Microneedling is generally well tolerated, but the real risks are worth naming:

• Transient irritation, redness, mild bleeding. Expected immediately after rolling, resolves in hours.
• Post-procedure shedding. Some patients see a brief increase in hair fall in the first 4–6 weeks (similar to the “dread shed” with minoxidil: synchronisation of the hair cycle, not failure).
• Infection. Rare but real. The risk is highest with non-sterile rollers and applying topical drugs immediately after rolling. Most cases are bacterial (folliculitis); rare cases of mycobacterial or viral transmission have been reported.
• Scarring. Exceedingly rare with appropriate depth (≤1.5 mm) and proper technique. Higher with deeper needles, excessive force, or repeated rolling over the same area in one session.
• Hyperpigmentation. More common in darker skin types; usually resolves over months.
• Accelerated systemic absorption of minoxidil. Meaningful enough to occasionally cause systemic minoxidil side effects (dizziness, swelling, palpitations) in people who didn’t have them before. The 30-minute delay between rolling and minoxidil application reduces but doesn’t eliminate this.

When NOT to microneedle

This is the most important section to read before starting:

• Active scarring alopecia (FFA, LPP, CCCA, dissecting cellulitis). Microneedling can accelerate the inflammatory process and make outcomes worse.

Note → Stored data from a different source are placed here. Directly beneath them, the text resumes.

PR #3122, opened 2025-04-16
Enhance shape inference for ONNX Reshape

tungld:
This patch is to enhance the shape inference for ONNX Reshape in the case where we can infer a static value for the output dimension at position of -1.

In Reshape, when the second input `shape` is a 1D tensor containing the dimensions of the output. `shape` can accept a value of -1, meaning that the output dimension is computed from the **remaining dimensions**.
In some situations, the remaining dimensions have unknown dimensions but **these unknown dimensions are the same as the the unknown dimensions in the input**. So we can remove these unknown dimensions when computing the dimension at -1, which increases the chance of getting a static value for position -1.

For example, in the following program, we can infer the dimension at position -1 (the second dim from the last of tensor<?x?x?x64xf32) to be `32` instead of unknown.

```mlir
  %1 = onnx.Constant dense<64> : tensor<1xi64>
  %2 = onnx.Constant dense<-1> : tensor<1xi64>
  %3 = "onnx.Dim"(%arg0) {axis = 0 : si64} : (tensor<?x?x2048xf32>) -> tensor<1xi64>
  %4 = "onnx.Dim"(%arg0) {axis = 1 : si64} : (tensor<?x?x2048xf32>) -> tensor<1xi64>
  %5 = "onnx.Concat"(%3, %4, %2, %1) {axis = 0 : si64} : (tensor<1xi64>, tensor<1xi64>, tensor<1xi64>, tensor<1xi64>) -> tensor<4xi64>
  %6 = "onnx.Reshape"(%arg0, %5) {allowzero = 0 : si64} : (tensor<?x?x2048xf32>, tensor<4xi64>) -> tensor<?x?x?x64xf32>
```

In this example, the output shape is `[%3, %4, -1, 64]`. Because `%3` and `%4` are the same as the 1st and 2nd dims of `%arg0` respectively, we can ignore them in computing dim at position -1. So the dim at position -1 is simple `2048/64` or `32`.


src/Dialect/ONNX/ONNXOps/Tensor/Reshape.cpp
```diff
@@ -48,12 +48,81 @@ LogicalResult ONNXReshapeOpShapeHelper::computeShape() {
...
+        outputIgnoredDims.clear();
+        dataIgnoredDims.clear();
+        break;
+      }
+      Value dim = shapeDimVals[i];
+      if (auto dimOp = dim.getDefiningOp<ONNXDimOp>()) {
+        if (dimOp.getData() != refData)
+          continue;
+        int64_t axis = dimOp.getAxis();
+        if (auto search = dataIgnoredDims.find(axis);
```
AlexandreEichenberger, line 106: A comment on the condition being tested would be useful.
Are you also testing the case where (though unlikely)

```
(%1, %2, 64) -> (%1, %1, %2, -1)
```
namely where `%1` appears twice, which would be clearly not bijective.

chentong319:
For readability, can we propagate 'onnx.name' attribute introduced by onnx model along onnx.dim op?

chentong319:
It seems to me that the code works on the restricted pattern with the data of reshape coming from MatMul. Could we relax the condition a little bit for a general case for data?
We need onnx.dim(%data, i) and value of %shape[i] to compute the size of unspecified dimension.
For the value of shape[I], we track back to the defining op, onnx.ConcatOp,  and then to its inputs of constant or onnx.dim op. That's the pattern appears in the model. Anyway, we may define a utility function with a general name in case we find more pattern to locate the definition from onnx.dim.
For the onnx.dim(%data, i), do we have to track back to its defining op or simply rely on DimAnalysis to check it with the onnx.dim from the value of shape?
Anyway, in the process of cancel out the same onnx.dim, I think that the canceled one should be removed from the list after matched. For example, in 'onnx.Reshape(%data, %reshape):  (tensor<?x?x?x256xf32>, tensor<4xi64>)`, there may be two symbols, one of which appears twice in the dimension.

src/Dialect/ONNX/ONNXOps/Tensor/Reshape.cpp
```diff
@@ -48,12 +48,81 @@ LogicalResult ONNXReshapeOpShapeHelper::computeShape() {
...
+    bool fromMatMul = false;
+    if (mmOp && isRankedShapedType(mmOp.getB().getType()) &&
+        getRank(mmOp.getB().getType()) == 2) {
+      refData = mmOp.getA();
+      fromMatMul = true;
+    }
+
+    bool isBijective = true;
+    for (int64_t i = 0; i < outputRank; ++i) {
+      if (!isBijective) {
```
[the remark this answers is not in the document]
tungld: Good catch! I fixed this case by moving the check outside the `for` loop.

src/Dialect/ONNX/ONNXOps/Tensor/Reshape.cpp
tungld: Added a lit test for this case.

tungld:
@chentong319 trying to understand your comment.

> For the onnx.dim(%data, i), do we have to track back to its defining op or simply rely on DimAnalysis to check it with the onnx.dim from the value of shape?

I think using DimAnalysis would be definitely better, so that we can check dim equality for two arbitrary dims without tracing back. Unfortunately, it is non-trivial to use DimAnalysis inside shape inference at this moment because 1) DimAnalysis uses ShapeHelper here so we may have a cyclic dependency, 2) DimAnalysis depends on the IR at a time, whenever the IR changes DimAnalysis needs to be updated.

If you have any redness, scaling, itching, or pain on the scalp, get a dermatologist’s diagnosis before microneedling.
• Active alopecia areata. Physical trauma can trigger or worsen AA in genetically susceptible individuals (the Koebner phenomenon). Don’t use microneedling if you have AA.
• Active scalp infection. Folliculitis, fungal infections, herpes simplex outbreaks. Treat the infection first.
• Bleeding disorders or anticoagulants. Discuss with your prescribing doctor first.
• Recent isotretinoin (Accutane) use within the last 6 months. Increased scarring risk.
• Keloid-prone skin. Increased risk of abnormal scarring.

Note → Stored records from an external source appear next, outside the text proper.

PR #3123, opened 2025-04-16
Combine parallel dense Optimization pass in ONNX Dialect

Arkar-Hema:
**Combine Parallel Dense**

CombineParallelDense is an optimization pass designed to merge multiple parallel ONNXGemmOp (Dense/Fully Connected) operations into a single, more efficient Dense layer. This optimization reduces redundant computations, improves memory efficiency, and enhances hardware utilization. 

The pass identifies Dense (Gemm) operations that: 
- Share the same input tensor. 
- Have identical attributes such as alpha, beta, transA and transB (ensuring compatibility). 
- May have different output dimensions (number of neurons) but maintain compatible weight shapes for concatenation. 

Lets assume a input case:
- Input Shape: (1, 512)
- Dense A: out_features = 256
- Dense B: out_features = 128
- Dense C: out_features = 64
- Attributes: transB = 0, alpha = 1.0, beta = 1.0

Before Optimization (Three Parallel Gemms)
- Each GEMM does one full matrix multiplication (1×512 × 512×N)
- Three separate weight and bias tensors and produces three outputs
-Memory Reads: 3 times full input (one for each gemm)
- Post-processing: A Concat(axis=1) merges them into one output: Y (1×448)

After Optimization (Combined Dense)
- Total Output Features: 256 + 128 + 64 = 448
- All weights are concatenated along output channel axis → New weight shape: (512, 448)
- Biases are also concatenated
- A single ONNXGemmOp computes Y (1×448) directly

Improvement in performance metrics

Latency Improvement: 7-15%
Throughput Improvement: 8-14%
Memory Usage Improvement: 10-12%

### DIFF
--- a/src/Dialect/ONNX/Transforms/Recompose.cpp
+++ b/src/Dialect/ONNX/Transforms/Recompose.cpp
@@ -20,6 +20,8 @@
 //
 //===----------------------------------------------------------------------===//
 
+#include <numeric>
+
 #include "mlir/IR/Matchers.h"
 #include "mlir/IR/PatternMatch.h"
 #include "mlir/Pass/Pass.h"
@@ -37,6 +39,53 @@
 #define DEBUG_TYPE "recompose"
 
 using namespace mlir;
+
+namespace onnx_mlir {
+// splits a tensor along a static axis into multiple outputs based on specified
+// channel sizes using the ONNX Split operation
+ValueRange emitSplitByChannels(PatternRewriter &rewriter, Location loc,
+                               Value input, ArrayRef<int64_t> splitSizes,
+                               int64_t axis) {
+
+  onnx_mlir::MultiDialectBuilder<onnx_mlir::OnnxBuilder> create(rewriter, loc);
+  ShapedType inputType = mlir::cast<ShapedType>(input.getType());
+  Type elementType = inputType.getElementType();
+  ArrayRef<int64_t> inputShape = inputType.getShape();
+
+  // Ensure the axis is within bounds and is a static dimension
+  assert(axis < static_cast<int64_t>(inputShape.size()) && axis >= 0 &&
+         "Axis out of bounds for input shape.");
+
+  assert(!inputType.isDynamicDim(axis) &&
+         "Channel dimension for input tensor must be static.");
+  // Validate split sizes
+  int64_t totalChannels = inputShape[axis];
+  int64_t sumSplitSizes =
+      std::accumulate(splitSizes.begin(), splitSizes.end(), 0);
+
+  assert(totalChannels == sumSplitSizes &&
+         "Split sizes must sum up to the total number of elements along the "
+         "axis.");
+
+  // Create Split Constant
+  Value splitConstant = create.onnx.constantInt64(splitSizes);
+
+  // Create output types for each split part
+  SmallVector<Type, 4> resultTypes;
+  for (int64_t size : splitSizes) {
+    SmallVector<int64_t> splitShape(inputShape.begin(), inputShape.end());
+    splitShape[axis] = size;
+    resultTypes.push_back(RankedTensorType::get(splitShape, elementType));
+  }
+  rewriter.setInsertionPointAfter(input.getDefiningOp());
+  // Perform Split Operation
+  ValueRange results =
+      create.onnx.split(ArrayRef(resultTypes), input, splitConstant, axis);
+
+  return results;
+}
+
+} // namespace onnx_mlir
 
 namespace {
 /// Include the patterns defined in the Declarative Rewrite framework.
@@ -602,6 +651,145 @@ struct RecomposeQLinearMatMulFromQuantizeLinearPattern
   }
 };
 
+struct CombineParallelDensePattern : public OpRewritePattern<ONNXGemmOp> {
+  using OpRewritePattern<ONNXGemmOp>::OpRewritePattern;
+
+  LogicalResult matchAndRewrite(ONNXGemmOp gemmOp1,
+                                PatternRewriter &rewriter) const final {
+    Value input = gemmOp1.getA();
+    if (!onnx_mlir::isRankedShapedType(input.getType()) ||
+        mlir::cast<ShapedType>(input.getType()).hasStaticShape() == false)
+      return failure();
+
+    SmallVector<ONNXGemmOp> parallelGemms = {gemmOp1};
+
+    for (auto user : input.getUsers()) {
+      ONNXGemmOp currentGemm = dyn_cast<ONNXGemmOp>(user);
+      if (currentGemm && currentGemm != gemmOp1 &&
+          areCompatible(gemmOp1, currentGemm)) {
+        parallelGemms.push_back(currentGemm);
+      }
+    }
+    if (parallelGemms.size() < 2)
+      return failure();
+
+    Location loc = gemmOp1.getLoc();
+    ShapedType inputType = mlir::cast<ShapedType>(input.getType());
+    Type elementType = inputType.getElementType();
+    onnx_mlir::MultiDialectBuilder<onnx_mlir::OnnxBuilder> create(rewriter,
+                                                                  loc);
+
+    // Identify axis dynamically based on Gemm shape consistency
+    ShapedType firstWeightType =
+        mlir::cast<ShapedType>(parallelGemms[0].getB().getType());
+    int64_t concatAxis =
+        gemmOp1.getTransB() ? 0 : firstWeightType.getRank() - 1;
+    int64_t Axis = firstWeightType.getRank() - 1;
+
+    // Concatenate weights
+    SmallVector<Value> weightValues;
+    SmallVector<int64_t> weightDims(firstWeightType.getShape());
+    int64_t totalOutputFeatures = 0;
+
+    for (auto gemm : parallelGemms) {
+      ShapedType weightType = mlir::cast<ShapedType>(gemm.getB().getType());
+      weightValues.push_back(gemm.getB());
+      totalOutputFeatures += weightType.getShape()[concatAxis];
+    }
+
+    weightDims[concatAxis] = totalOutputFeatures;
+    Type newWeightType = RankedTensorType::get(weightDims, elementType);
+    Value newWeight =
+        create.onnx.concat(newWeightType, weightValues, concatAxis);
+
+    // Concatenate biases (create zero constants for missing biases)
+    SmallVector<Value> biasValues;
+    for (auto gemm : parallelGemms) {
+      if (Value bias = gemm.getC()) {
+        biasValues.push_back(bias);
+      } else {
+        auto biasType =
+            RankedTensorType::get({totalOutputFeatures}, elementType);
+        Value zeroBias =
+            create.onnx.constant(DenseElementsAttr::get(biasType, 0.0));
+        biasValues.push_back(zeroBias);
+      }
+    }
+
+    SmallVector<int64_t> newBiasShape = {totalOutputFeatures};
+    Type newBiasType = RankedTensorType::get(newBiasShape, elementType);
+    Value newBias = create.onnx.concat(newBiasType, biasValues, 0);
+
+    // Create combined Gemm operation
+    ShapedType outputShape =
+        mlir::cast<ShapedType>(gemmOp1.getResult().getType()).getShape().vec();
+    outputShape[Axis] = totalOutputFeatures;
+    auto newOutputType = RankedTensorType::get(outputShape, elementType);
+
+    auto newGemm = rewriter.create<ONNXGemmOp>(
+        loc, newOutputType, input, newWeight, newBias, gemmOp1.getAlphaAttr(),
+        gemmOp1.getBetaAttr(), gemmOp1.getTransAAttr(),
+        gemmOp1.getTransBAttr());
+
+    // Check for common ConcatOp
+    ONNXConcatOp commonConcatOp = nullptr;
+    for (auto gemm : parallelGemms) {
+      for (auto user : gemm.getResult().getUsers()) {
+        if (auto concatOp = dyn_cast<ONNXConcatOp>(user)) {
+          if (!commonConcatOp) {
+            commonConcatOp = concatOp;
+          }
+          if (concatOp != commonConcatOp) {
+            commonConcatOp = nullptr;
+            break;
+          }
+        } else {
+          commonConcatOp = nullptr;
+          break;
+        }
+      }
+      if (!commonConcatOp) {
+        break;
+      }
+    }
+
+    if (commonConcatOp) {
+      commonConcatOp.getResult().replaceAllUsesWith(newGemm.getResult());
+      rewriter.eraseOp(commonConcatOp);
+    } else {
+      SmallVector<int64_t, 4> splitSizesVec;
+      for (auto gemm : parallelGemms) {
+        int64_t outputChannels =
+            mlir::cast<ShapedType>(gemm.getResult().getType()).getShape()[Axis];
+        splitSizesVec.push_back(outputChannels);
+      }
+
+      ArrayRef<int64_t> splitSizes(splitSizesVec);
+      ValueRange splitResults = onnx_mlir::emitSplitByChannels(
+          rewriter, loc, newGemm.getResult(), splitSizes, Axis);
+
+      for (size_t i = 0; i < parallelGemms.size(); ++i) {
+        parallelGemms[i].replaceAllUsesWith(splitResults[i]);
+      }
+    }
+
+    for (auto gemm : parallelGemms) {
+      rewriter.eraseOp(gemm);
+    }
+
+    return success();
+  }
+
+  static bool areCompatible(ONNXGemmOp a, ONNXGemmOp b) {
+    return a.getAlpha() == b.getAlpha() && a.getBeta() == b.getBeta() &&
+           a.getTransA() == b.getTransA() && a.getTransB() == b.getTransB() &&
+           mlir::cast<ShapedType>(a.getB().getType())
+                   .getShape()[a.getTransB() ? 1 : 0] ==
+               mlir::cast<ShapedType>(b.getB().getType())
+                   .getShape()[b.getTransB() ? 1 : 0];
+  }
+};
+
 struct RecomposeONNXToONNXPass
     : public PassWrapper<RecomposeONNXToONNXPass, OperationPass<func::FuncOp>> {
   MLIR_DEFINE_EXPLICIT_INTERNAL_INLINE_TYPE_ID(RecomposeONNXToONNXPass)
@@ -682,6 +870,7 @@ void onnx_mlir::getRecomposeONNXToONNXPatterns(
   patterns.insert<RecomposeGeluFromMulPattern>(context);
   patterns.insert<RecomposeLayerNormFromMulPattern>(context);
   patterns.insert<RecomposeQLinearMatMulFromQuantizeLinearPattern>(context);
+  patterns.insert<CombineParallelDensePattern>(context);
 }
 
 /*!
--- a/test/mlir/onnx/onnx_canonicalization.mlir
+++ b/test/mlir/onnx/onnx_canonicalization.mlir
@@ -482,6 +482,34 @@ func.func @test_size2(%arg0 : tensor<*xf32>) -> tensor<*xi64> {
 
 // -----
 
+func.func @consecutive_clips(%arg0: tensor<3x1024x1024xf32> {onnx.name = "input"}) -> (tensor<3x1024x1024xf32> {onnx.name = "output"}) {
+  %0 = onnx.Constant dense<-5.000000e-01> : tensor<f32>
+  %1 = onnx.Constant dense<5.000000e-01> : tensor<f32>
+  %2 = onnx.Constant dense<-3.000000e-01> : tensor<f32>
+  %3 = onnx.Constant dense<3.000000e-01> : tensor<f32>
+  %4 = "onnx.Clip"(%arg0, %0, %1) {onnx_node_name = "Clip_1"} : (tensor<3x1024x1024xf32>, tensor<f32>, tensor<f32>) -> tensor<3x1024x1024xf32>
+  %5 = "onnx.Clip"(%4, %2, %3) {onnx_node_name = "Clip_2"} : (tensor<3x1024x1024xf32>, tensor<f32>, tensor<f32>) -> tensor<3x1024x1024xf32>
+  onnx.Return %5 : tensor<3x1024x1024xf32>
+
+  // CHECK: module {
+  // CHECK: func.func @consecutive_clips(%[[ARG0:.*]]: tensor<3x1024x1024xf32> {{.*}}) -> (tensor<3x1024x1024xf32> {{.*}})
+  // CHECK: %[[VAR_1:.*]] = onnx.Constant dense<{{.*}}> : tensor<f32>
+  // CHECK: %[[VAR_2:.*]] = onnx.Constant dense<{{.*}}> : tensor<f32>
+  // CHECK: %[[VAR_3:.*]] = onnx.Constant dense<{{.*}}> : tensor<f32>
+  // CHECK: %[[VAR_4:.*]] = onnx.Constant dense<{{.*}}> : tensor<f32>
+  // CHECK: %[[CONST_MAX:.*]] = "onnx.Max"(%[[VAR_1]], %[[VAR_3]]) : (tensor<f32>, tensor<f32>) -> tensor<f32>
+  // CHECK: %[[CONST_MIN:.*]] = "onnx.Min"(%[[VAR_2]], %[[VAR_4]]) : (tensor<f32>, tensor<f32>) -> tensor<f32>
+
+  // CHECK: %[[FUSED_CLIP:.*]] = "onnx.Clip"(%[[ARG0]], %[[CONST_MAX]], %[[CONST_MIN]]) : (tensor<3x1024x1024xf32>, tensor<f32>, tensor<f32>) -> tensor<3x1024x1024xf32>
+
+  // CHECK: onnx.Return %[[FUSED_CLIP]] : tensor<3x1024x1024xf32>
+
+  // CHECK: }
+
+}
+
+// -----
+
 // COM: Test rewriting GlobalAveragePool into ReduceMeanV13
 func.func @test_global_average_pool(%arg0: tensor<1x3x5x5xf32>) -> tensor<1x3x1x1xf32> {
   %0 = "onnx.GlobalAveragePool"(%arg0) : (tensor<1x3x5x5xf32>) -> tensor<1x3x1x1xf32>


tungld:
@Arkar-Hema A general question: in what kind of models have you seen this kind of pattern: multiple Gemm ops followed by a Concat op? and also similar patterns you have recently created PRs for? Just curious on how practical it is. Thanks!

Arkar-Hema:
@tungld could you please verify this patch?

tungld:
@Arkar-Hema thank you for the information!

I have some general comments:
- I think that when multiple GEMM ops are followed by a concat, the performance in theory would be better. But, could you run with multiple input sizes to see how the performance benefit in practice?
- When multiple GEMM ops are NOT followed by a concat (this is the case for the models you listed), you need a split and I think the split axis is the innermost dimension. I am not sure how slow the split is and if we can get speedup or not. Could you do a performance comparison to see if you can achieve speedup in this case?
- Are you targeting optimization for CPU or it is beneficial for AI accelerators as well given that AI accelerators may use special data layout which may be not convenient for concat or split.

Thanks.

Arkar-Hema:
I ran performance benchmarks across a range of input sizes for both the GEMM → Concat and the Combined GEMM → Split cases. Results show that:
- In the Concat case, the optimization provides consistent Latency improvement of **2-7%,** and throughput improvement of **1-5%**
image
image
image
image


- In the cases where it splits, the optimization provides consistent Latency improvement of **1-7%,** and throughput improvement of **1-8%**
image
image
image
image


- I’ve currently targeted this pass primarily for CPU backends only.

src/Dialect/ONNX/Transforms/Recompose.cpp
```diff
@@ -602,6 +650,145 @@ struct RecomposeQLinearMatMulFromQuantizeLinearPattern
...
+    Type elementType = inputType.getElementType();
+    onnx_mlir::MultiDialectBuilder<onnx_mlir::OnnxBuilder> create(
+        rewriter, loc);
+
+    // Identify axis dynamically based on Gemm shape consistency
+    auto firstWeightType =
+        mlir::cast<ShapedType>(parallelGemms[0].getB().getType());
+    int64_t concatAxis =
+        gemmOp1.getTransB() ? 0 : firstWeightType.getRank() - 1;
+    int64_t Axis = firstWeightType.getRank() - 1;
```
tungld, line 696: Is it the axis for splitting? Is it always the last axis? If so, don't need to compute it, use `-1` for it.

src/Dialect/ONNX/Transforms/Recompose.cpp
```diff
@@ -602,6 +650,145 @@ struct RecomposeQLinearMatMulFromQuantizeLinearPattern
...
+    int64_t totalOutputFeatures = 0;
+
+    for (auto gemm : parallelGemms) {
+      ShapedType weightType = mlir::cast<ShapedType>(gemm.getB().getType());
+      weightValues.push_back(gemm.getB());
+      totalOutputFeatures += weightType.getShape()[concatAxis];
+    }
+
+    weightDims[concatAxis] = totalOutputFeatures;
+    Type newWeightType = RankedTensorType::get(weightDims, elementType);
```
tungld, line 710: No need to compute weightDims, use `UnRankedTensor` type and let the builder infer the correct shape. For example
```
Type newWeightType = UnRankedTensorType::get(elementType);
```

src/Dialect/ONNX/Transforms/Recompose.cpp
```diff
@@ -602,6 +650,145 @@ struct RecomposeQLinearMatMulFromQuantizeLinearPattern
...
+    auto firstWeightType =
+        mlir::cast<ShapedType>(parallelGemms[0].getB().getType());
+    int64_t concatAxis =
+        gemmOp1.getTransB() ? 0 : firstWeightType.getRank() - 1;
+    int64_t Axis = firstWeightType.getRank() - 1;
+
+    // Concatenate weights
+    SmallVector<Value> weightValues;
+    SmallVector<int64_t> weightDims(firstWeightType.getShape());
+    int64_t totalOutputFeatures = 0;
```
tungld, line 701: Just a naming issue. What are features in Gemm ops?

src/Dialect/ONNX/Transforms/Recompose.cpp
```diff
@@ -602,6 +650,145 @@ struct RecomposeQLinearMatMulFromQuantizeLinearPattern
...
+        create.onnx.concat(newWeightType, weightValues, concatAxis);
+
+    // Concatenate biases (create zero constants for missing biases)
+    SmallVector<Value> biasValues;
+    for (auto gemm : parallelGemms) {
+      if (Value bias = gemm.getC()) {
+        biasValues.push_back(bias);
+      } else {
+        auto biasType =
+            RankedTensorType::get({totalOutputFeatures}, elementType);
```
tungld, line 721: Could you explain why the shape of C here is `totalOutputFeatures` but not the dimension from B input of the same Gemm?
Also, the shape is incompatible if the other C inputs are not 1D tensor.

Please add a lit test for this case. Thanks!

src/Dialect/ONNX/Transforms/Recompose.cpp
```diff
@@ -602,6 +650,145 @@ struct RecomposeQLinearMatMulFromQuantizeLinearPattern
...
+
+    weightDims[concatAxis] = totalOutputFeatures;
+    Type newWeightType = RankedTensorType::get(weightDims, elementType);
+    Value newWeight =
+        create.onnx.concat(newWeightType, weightValues, concatAxis);
+
+    // Concatenate biases (create zero constants for missing biases)
+    SmallVector<Value> biasValues;
+    for (auto gemm : parallelGemms) {
+      if (Value bias = gemm.getC()) {
```
tungld, line 717: Are you sure this check works? If not, use  `!isNoneValue(gemm.getC())`

src/Dialect/ONNX/Transforms/Recompose.cpp
```diff
@@ -602,6 +650,145 @@ struct RecomposeQLinearMatMulFromQuantizeLinearPattern
...
+        auto biasType =
+            RankedTensorType::get({totalOutputFeatures}, elementType);
+        Value zeroBias =
+            create.onnx.constant(DenseElementsAttr::get(biasType, 0.0));
+        biasValues.push_back(zeroBias);
+      }
+    }
+
+    SmallVector<int64_t> newBiasShape = {totalOutputFeatures};
+    Type newBiasType = RankedTensorType::get(newBiasShape, elementType);
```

When to see a dermatologist

• Anything other than classic, gradually-progressing androgenetic alopecia. See our types of hair loss guide and diagnostic guide, since microneedling can hurt rather than help in many non-AGA conditions.
• If you’ve been microneedling consistently for 6+ months alongside minoxidil with no visible improvement.
• If you experience signs of infection, persistent redness, or unusual scarring after rolling.
• If you’re considering combining microneedling with PRP, oral medications, or other in-office procedures, where coordination matters.

What this article doesn’t cover

We’ve focused on microneedling for androgenetic alopecia in adults. We’ve left out detailed coverage of microneedling for alopecia areata (mostly contraindicated), scarring alopecias (contraindicated), and paediatric use (not enough evidence). PRP is covered separately in its own guide. The combination of microneedling with low-level laser therapy or other devices is also out of scope here.

If you’re considering microneedling and you’re not sure your diagnosis is AGA, talk to a dermatologist before starting. Getting the diagnosis right is the difference between a useful adjunct treatment and one that worsens an underlying condition. Anything in this article is general education, not personal medical advice.